Your objective: Copy, from the entries below, each line in which the string "parallel" appears.

============================================================

PR #1659, opened 2021-05-17
Allow for running unit tests in parallel

dominiklohmann:

Before this change, the filesystem unit test fixture used a fixed `vast-unit-test` root directory. Now, we use `vast-unit-test/<suite>` instead to avoid races when running tests in parallel, e.g., via `ctest -j12 -C Debug`.

### :memo: Checklist

Test locally via

```bash
ctest --test-dir <path/to/build> -j12 -C Debug
```

### DIFF
--- a/changelog/unreleased/bug-fixes/1659.md
+++ b/changelog/unreleased/bug-fixes/1659.md
@@ -1,0 +1,1 @@
+Executing VAST's unit test suite in parallel no longer fails.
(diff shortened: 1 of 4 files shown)


lava (approved):
Looks good to me, and at least solves the issue with ctest. (although running two independent instances of `vast-test` in parallel would still fail, but we don't need to solve this in this PR)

============================================================

Response to the task:
Allow for running unit tests in parallel
Before this change, the filesystem unit test fixture used a fixed `vast-unit-test` root directory. Now, we use `vast-unit-test/<suite>` instead to avoid races when running tests in parallel, e.g., via `ctest -j12 -C Debug`.
+Executing VAST's unit test suite in parallel no longer fails.
Looks good to me, and at least solves the issue with ctest. (although running two independent instances of `vast-test` in parallel would still fail, but we don't need to solve this in this PR)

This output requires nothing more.